Now, let's write the electron configuration for O2. Here it comes. There is the four 2p electrons for each oxygen atom. We are going to put two of them in the s2pz, two in the p2px and a p2py, and then we are going to follow Hunt's Rule.

And we are going to put one electron in the p*2px and one in the p*2py. We didn't put them both in the p*2px or both in the p*2py. And we put them in with parallel spins, not opposite spins. Thank you. You are going to ask me a question. Good question. I wanted you to know that.

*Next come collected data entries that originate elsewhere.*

PR #30, opened 2020-06-02
decimals->rationals, ints if possible

trontrytel:
@jkozdon - Is that what you had in mind about decimals and ints in parameters?

@charleskawczynski - I noticed that for Prandtl number there was a fractional: https://github.com/CliMA/CLIMAParameters.jl/blob/e28f74631f1aea609b9651c0cbf0eca6e61d8398/src/AtmosParameters.jl#L7 

Looks like those are slow? https://discourse.julialang.org/t/best-practice-for-constant-expressions-1-2-vs-1-0-2-0/17522

### DIFF
--- a/src/AtmosParameters.jl
+++ b/src/AtmosParameters.jl
@@ -1,14 +1,14 @@
 const AtmosSGS = CLIMAParameters.Atmos.SubgridScale
 
 # SubgridScale parameters
-AtmosSGS.C_smag(::AbstractEarthParameterSet)            = 0.21
-AtmosSGS.C_drag(::AbstractEarthParameterSet)            = 0.0011
+AtmosSGS.C_smag(::AbstractEarthParameterSet)            = 21/100
+AtmosSGS.C_drag(::AbstractEarthParameterSet)            = 11/10000
 AtmosSGS.inv_Pr_turb(::AbstractEarthParameterSet)       = 3
-AtmosSGS.Prandtl_air(::AbstractEarthParameterSet)       = 71//100
-AtmosSGS.c_a_KASM(::AbstractEarthParameterSet)          = 0.10
-AtmosSGS.c_e1_KASM(::AbstractEarthParameterSet)         = 0.19
-AtmosSGS.c_e2_KASM(::AbstractEarthParameterSet)         = 0.51
-AtmosSGS.c_1_KASM(ps::AbstractEarthParameterSet)        = AtmosSGS.c_a_KASM(ps)*0.76^2
+AtmosSGS.Prandtl_air(::AbstractEarthParameterSet)       = 71/100
+AtmosSGS.c_a_KASM(::AbstractEarthParameterSet)          = 10/100
+AtmosSGS.c_e1_KASM(::AbstractEarthParameterSet)         = 19/100
+AtmosSGS.c_e2_KASM(::AbstractEarthParameterSet)         = 51/100
+AtmosSGS.c_1_KASM(ps::AbstractEarthParameterSet)        = AtmosSGS.c_a_KASM(ps)*(76/100)^2
 AtmosSGS.c_2_KASM(ps::AbstractEarthParameterSet)        = AtmosSGS.c_e2_KASM(ps)+2*AtmosSGS.c_1_KASM(ps)
 AtmosSGS.c_3_KASM(ps::AbstractEarthParameterSet)        = AtmosSGS.c_a_KASM(ps)^(3/2)
 
@@ -16,7 +16,7 @@ AtmosSGS.c_3_KASM(ps::AbstractEarthParameterSet)        = AtmosSGS.c_a_KASM(ps)^
 const Microphysics = CLIMAParameters.Atmos.Microphysics
 
 # general
-Microphysics.C_drag(::AbstractEarthParameterSet)  = 0.55
+Microphysics.C_drag(::AbstractEarthParameterSet)  = 55/100
 Microphysics.K_therm(::AbstractEarthParameterSet) = 2.4e-2
 Microphysics.D_vapor(::AbstractEarthParameterSet) = 2.26e-5
 Microphysics.ν_air(::AbstractEarthParameterSet)   = 1.6e-5
@@ -31,10 +31,10 @@ Microphysics.τ_sub_dep(::AbstractIceParameterSet)  = 10
 Microphysics.r_ice_snow(::AbstractIceParameterSet) = 62.5 * 1e-6
 Microphysics.n0(::AbstractIceParameterSet)         = 1e7 * 2
 Microphysics.r0(::AbstractIceParameterSet)         = 1e-5
-Microphysics.me(::AbstractIceParameterSet)         = 3.
+Microphysics.me(::AbstractIceParameterSet)         = 3
 Microphysics.m0(
     ps::AbstractEarthParameterSet, ps_ice::AbstractIceParameterSet
-) = 4/3. * π * CLIMAParameters.Planet.ρ_cloud_ice(ps) *
+) = 4/3 * π * CLIMAParameters.Planet.ρ_cloud_ice(ps) *
     Microphysics.r0(ps_ice)^Microphysics.me(ps_ice)
 Microphysics.χm(::AbstractIceParameterSet)         = 1
 Microphysics.Δm(::AbstractIceParameterSet)         = 0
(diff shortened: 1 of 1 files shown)


src/AtmosParameters.jl
```diff
@@ -1,22 +1,22 @@
 const AtmosSGS = CLIMAParameters.Atmos.SubgridScale
 
 # SubgridScale parameters
-AtmosSGS.C_smag(::AbstractEarthParameterSet)            = 0.21
-AtmosSGS.C_drag(::AbstractEarthParameterSet)            = 0.0011
+AtmosSGS.C_smag(::AbstractEarthParameterSet)            = 21/100
```
jkozdon, line 4: Not sure this will make a difference.

I was thinking
```suggestion
AtmosSGS.C_smag(::AbstractEarthParameterSet)            = 21 // 100
```

trontrytel: https://discourse.julialang.org/t/best-practice-for-constant-expressions-1-2-vs-1-0-2-0/17522 - isn't that the slowest option?

jkozdon: Yeah. That surprised me a bit. Though KA inlines everything for us so that should be OK, but what you are doing is fine too.

Advantage of going with rationals is you do not incur the numerical errors until you need to.

jkozdon: This is what surprises me:
```julia
julia> struct Foo end

julia> g(::Foo) = 1//2 * sin(2//3)
g (generic function with 1 method)

julia> f(::T) where T = T(g(Foo()))
f (generic function with 1 method)

julia> @code_llvm f(1.0)

;  @ REPL[3]:1 within `f'
define double @julia_f_16987(double) {
top:
  %1 = alloca [2 x i64], align 8
; ┌ @ REPL[2]:1 within `g'
; │┌ @ rational.jl:44 within `//'
; ││┌ @ rational.jl:21 within `Rational' @ rational.jl:15
     call void @julia_divgcd_16988([2 x i64]* noalias nocapture nonnull sret %1, i64 2, i64 3)
; │││┌ @ tuple.jl:63 within `indexed_iterate' @ tuple.jl:63
      %2 = getelementptr inbounds [2 x i64], [2 x i64]* %1, i64 0, i64 0
; ││││ @ tuple.jl:63 within `indexed_iterate'
      %3 = getelementptr inbounds [2 x i64], [2 x i64]* %1, i64 0, i64 1
; │└└└
; │┌ @ special/trig.jl:53 within `sin'
; ││┌ @ float.jl:277 within `float'
; │││┌ @ rational.jl:91 within `AbstractFloat'
; ││││┌ @ float.jl:277 within `float'
; │││││┌ @ float.jl:262 within `AbstractFloat'
; ││││││┌ @ float.jl:60 within `Float64'
         %4 = load i64, i64* %2, align 8
         %5 = sitofp i64 %4 to double
         %6 = load i64, i64* %3, align 8
         %7 = sitofp i64 %6 to double
; ││││└└└
; ││││┌ @ float.jl:407 within `/'
       %8 = fdiv double %5, %7
; ││└└└
    %9 = call double @julia_sin_16990(double %8)
; │└
; │┌ @ promotion.jl:312 within `*' @ float.jl:405
    %10 = fmul double %9, 5.000000e-01
; └└
  ret double %10
}
```

Why isn't constant propagation working right? This is closer to what we do in practice.

jkozdon: But ` 0.21` vs `21 / 100` will make no difference:
```julia
julia> 0.21 === 21 / 100
true
```

jkozdon: If we mark all the functions as `pure` we would be OK too:
```julia
julia> struct Foo end

julia> Base.@pure g(::Foo) = 1//2 * sin(2//3)
g (generic function with 1 method)

julia> f(::T) where T = T(g(Foo()))
f (generic function with 1 method)

julia> @code_llvm f(1.0)

;  @ REPL[27]:1 within `f'
define double @julia_f_17034(double) {
top:
  ret double 0x3FD3C9AF78209765
}
```

trontrytel: I was confused about why it would

jkozdon: Though I do not understand why this doesn't fix the broadcast in the discourse example....

```julia
julia> Base.@pure f1(x) = 1/2 * sin(2/3 * x)
f1 (generic function with 1 method)

julia> Base.@pure f2(x) = 1.0/2.0 * sin(2.0/3.0 * x)
f2 (generic function with 1 method)

julia> Base.@pure f3(x) = 1//2 * sin(2//3 * x)
f3 (generic function with 1 method)

julia> using BenchmarkTools

julia> @btime f1(0.5);
  0.018 ns (0 allocations: 0 bytes)

julia> @btime f2(0.5);

  0.018 ns (0 allocations: 0 bytes)

julia> @btime f3(0.5);

  0.018 ns (0 allocations: 0 bytes)

julia> x = rand(10000);

julia> @btime f1.($x);

  49.301 μs (2 allocations: 78.20 KiB)

julia> @btime f2.($x);

  49.248 μs (2 allocations: 78.20 KiB)

julia> @btime f3.($x);
  191.688 μs (2 allocations: 78.20 KiB)
```

jkozdon: > Though I do not understand why this doesn't fix the broadcast in the discourse example....

Though we won't broadcast there, so maybe no problem for us. Our situation is more like:
```
julia> struct Foo end

julia> Base.@pure f1(::Foo) = 0.5
f1 (generic function with 2 methods)

julia> Base.@pure f2(::Foo) = 1 // 2
f2 (generic function with 2 methods)

julia> g1(a, x) = x .+ eltype(x)(f1(a))
g1 (generic function with 1 method)

julia> g2(a, x) = x .+ eltype(x)(f2(a))
g2 (generic function with 1 method)

julia> using BenchmarkTools

julia> a = Foo()
Foo()

julia> @btime g1($a, 0.5);

  0.018 ns (0 allocations: 0 bytes)

julia> @btime g2($a, 0.5);

  0.018 ns (0 allocations: 0 bytes)

julia> x = rand(100);


julia> @btime g1($a, $x);

  76.714 ns (1 allocation: 896 bytes)

julia> @btime g2($a, $x);
  77.067 ns (1 allocation: 896 bytes)
```

jkozdon: And... if you did want to broadcast that's fine with this style function as well with the `@pure`:
```julia
julia> struct Foo end

julia> Base.@pure f1(::Foo) = 0.5
f1 (generic function with 1 method)

julia> Base.@pure f2(::Foo) = 1 // 2
f2 (generic function with 1 method)

julia> g1(a, x::T) where T = x + T(f1(a))
g1 (generic function with 1 method)

julia> g2(a, x::T) where T = x + T(f2(a))
g2 (generic function with 1 method)

julia> using BenchmarkTools

julia> a = Foo();

julia> @btime g1($a, 0.5);
  0.018 ns (0 allocations: 0 bytes)

julia> @btime g2($a, 0.5);
  0.018 ns (0 allocations: 0 bytes)

julia> x = rand(100);

julia> a = fill(Foo(), length(x));

julia> @btime g1.($a, $x);
  77.298 ns (1 allocation: 896 bytes)

julia> @btime g2.($a, $x);
  77.878 ns (1 allocation: 896 bytes)
```

trontrytel: So whats our strategy? Should I mark the functions as `pure` and switch to `//` where possible?

simonbyrne: I don't think we should bother with rationals: unless we want to use `BigFloat`s, any increase in accuracy by avoiding the double rounding of Rational => Float64 => Float32 is pretty minor. `@pure` is somewhat dangerous, and when we add functionality for modifiable parameter sets we will be violating its assumptions.

jkozdon: > don't think we should bother with rationals

Fair enough.

jkozdon:
> @jkozdon - Is that what you had in mind about decimals and ints in parameters?

Concerning `Int`s though, I think that for parameters `1` is better than `1.`.

trontrytel:
> > @jkozdon - Is that what you had in mind about decimals and ints in parameters?
> 
> Concerning `Int`s though, I think that for parameters `1` is better than `1.`

I'll change that

src/AtmosParameters.jl
jkozdon: > unless we want to use `BigFloat`s

Would you ever want to run in `DoubleFloat`?

charleskawczynski: My 2 cents: I'd avoid rationals for now

trontrytel:
> These changes are fine by me. Let's update the title since we're not converting to rationals.

Sure. But wait. I'll remove the unneccessary changes to decimals. And just keep the ints

PR #31, opened 2020-06-02
add surface tension and viscosity parameters

Yujie-W:


tapios:
These look like empirical parameters in a parameterization, which may go into CliMAParameters. The planet parameters are meant to be true constants for a planet. 

If you move this to the adjustable parameters, please choose variable names that are descriptive and clear (some verbosity is ok--it would be good if it's easy for people to understand what the parameters are about).

charleskawczynski:
I'm not sure that `Water` exists at the correct hierarchy level. This may need to be fixed/updated in `src/` and `docs/`. Can/may these properties be used outside of the land model? Also, if it's only part of the land model then should we enter this into `CLIMAParameters.Land.Water`?

trontrytel:
> I'm not sure that `Water` exists at the correct hierarchy level. This may need to be fixed/updated in `src/` and `docs/`. Can/may these properties be used outside of the land model? Also, if it's only part of the land model then should we enter this into `CLIMAParameters.Land.Water`?

I think this could work. We could have `WaterParameters.jl` with all water properties. This would be then used in Atmos, Land and Ocean

PR #45, opened 2021-03-01
add orbital parameters needed in Insolation.jl

claresinger:


src/Planet/Planet.jl
```diff
@@ -127,6 +132,16 @@ function year_anom end
 function orbit_semimaj end
 """ Total solar irradiance (W/m``^2``) """
 function TSI end
+""" J2000 epoch """
```
tapios, line 135:
```suggestion
""" Time of  epoch (J2000)"""
```

src/Planet/Planet.jl
```diff
@@ -127,6 +132,16 @@ function year_anom end
...
+function epoch end
+""" mean anomaly at the epoch (radians) """
+function M_epoch end
```
tapios, line 138: Consider more verbose variable names for all, e.g., `mean_anom_0`, `obliquity`, `lon_perihel` etc.

src/Planet/Planet.jl
```diff
@@ -127,6 +132,16 @@ function year_anom end
...
+""" orbital obliquity at the epoch (radians) """
+function γ_epoch end
+""" longitude of perihelion at the epoch (radians) """
```
tapios, line 141:
```suggestion
""" longitude of perihelion at the epoch (radians), measured relative to vernal equinox (i.e., the longitude of perihelion is the angle subtended at the Sun by the orbital arc from vernal equinox to perihelion)."""
```
(Good to be explicit here, because there are various definitions of the longitude of perihelion in use.)

charleskawczynski (commented):
It might be good to increase the precision of these parameters, if possible. I think after that, and squashing, we'll be ready to merge

charleskawczynski (approved):

charleskawczynski:
Looks good!

PR #48, opened 2021-03-05
Add EDMF parameters.

ilopezgp:
This PR adds the EDMF parameters, which will then be removed from ClimateMachine.jl.


ilopezgp:
@charleskawczynski I think this is ready

charleskawczynski (approved):

PR #50, opened 2021-07-14
Add water surface tension coefficient for AerosolActivation.jl

trontrytel:


charleskawczynski (approved):
LGTM. Do you want to bump the version in a subsequent commit so that you can start using them?

trontrytel:
That would be great!

We will also have a bigger bunch of parameters incoming that describe the aerosol properties soon. But we can bump the version again then.

Issue #43, opened 2020-11-04
Ocean density must be referred to as a reference density


glwagner:
For detail-oriented folks, the variable

https://github.com/CliMA/CLIMAParameters.jl/blob/f779db6fa86f0bfce9de4ee31757fed1fe8b75ed/src/Planet/planet_parameters.jl#L36

is somewhat stressful, as the ocean density is not constant.

This quantity is really a reference density that must be defined as part of the Boussinesq approximation; it's important to identify it as a "reference" (and therefore a parameter) rather than an absolute value.

It's appropriate to include this parameter here, because it ends up appearing in a few unrelated places in ocean codes (and also user's scripts). But I think it should be called `ocean_reference_density` so as to not cause unwarranted stress for users that want to carefully manage their science.

charleskawczynski:
Sounds like a good idea. In the atmosphere, we append `ref` (e.g., `T_min_ref`) to indicate reference values.

glwagner:
For sure. That can work for mathematical notation form. Going along with #41 I think we should use the literal word `reference` to indicate reference values for English variable names.

PR #51, opened 2021-07-27
Add some planet parameters

charleskawczynski:
These parameters are from "Large-eddy simulation in an anelastic framework with closed water and entropy balances" (Pressel et. al.), Table 1. This is needed for [TurbulenceConvection.jl's #43](https://github.com/CliMA/TurbulenceConvection.jl/pull/43).

### DIFF
--- a/src/Planet/Planet.jl
+++ b/src/Planet/Planet.jl
@@ -34,6 +34,9 @@ export molmass_dryair,
     e_int_i0,
     press_triple,
     surface_tension_coeff,
+    entropy_dry_air,
+    entropy_water_vapor,
+    entropy_reference_temperature,
     ρ_ocean,
     cp_ocean,
     planet_radius,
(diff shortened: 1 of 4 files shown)


src/Planet/Planet.jl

Hey, here is a change. When we get to z=8 what happens? What happens is that they want to make this tough for you. What has happened is that this s2pz has dropped in energy compared to the p2px and p2py. At z=8 the energy ordering flips.

At z=7 for nitrogen p2px and p2py is lower in energy than s2pz. But for z=8, oxygen and above, the energy ordering flips. Sigma is lower in energy than the pi. That is something you have to know. It has to do with the fact that the s2ps has much more electron density in between the two nuclei.

That electron density is so high that when the nuclear charge is that of nitrogen plus 7e, the nuclear charge actually isn't large enough to support all that electron density. But when you get to z=8 it is and those energy levels flip. It is an exception.

I mean it is a change right there. It is one that you have to know. Here is the electron configuration for molecular nitrogen. If we go and we calculate here the bond order, what we will find is the bond order is two. That means we've got a double bond and that bond strength is 494 kilojoules per mole.

Now we have got to make one more molecular orbital, and that other molecular orbital is between the 2pz states and it is going to be destructive interference. When this part of the wave function overlaps with this part of the wave function, we're going to cancel some wave function. And the result is that we're going to have a node right here in the center. These are the two nuclei. Here is our nodal plane. We've got a nodal plane right here anywhere and one here from the atomic wave functions. This wave function is an antibonding wave function. It's s*2pz. And if you look at the energy level diagram, its energy, that antibonding state is higher in energy than sp2px and sp2py.

And so if we go to write the electron configuration for Ne2, well, all of the bonding and antibonding states are filled. The bond order in Ne2 is zero. There is no bond for all practical purposes in Ne2.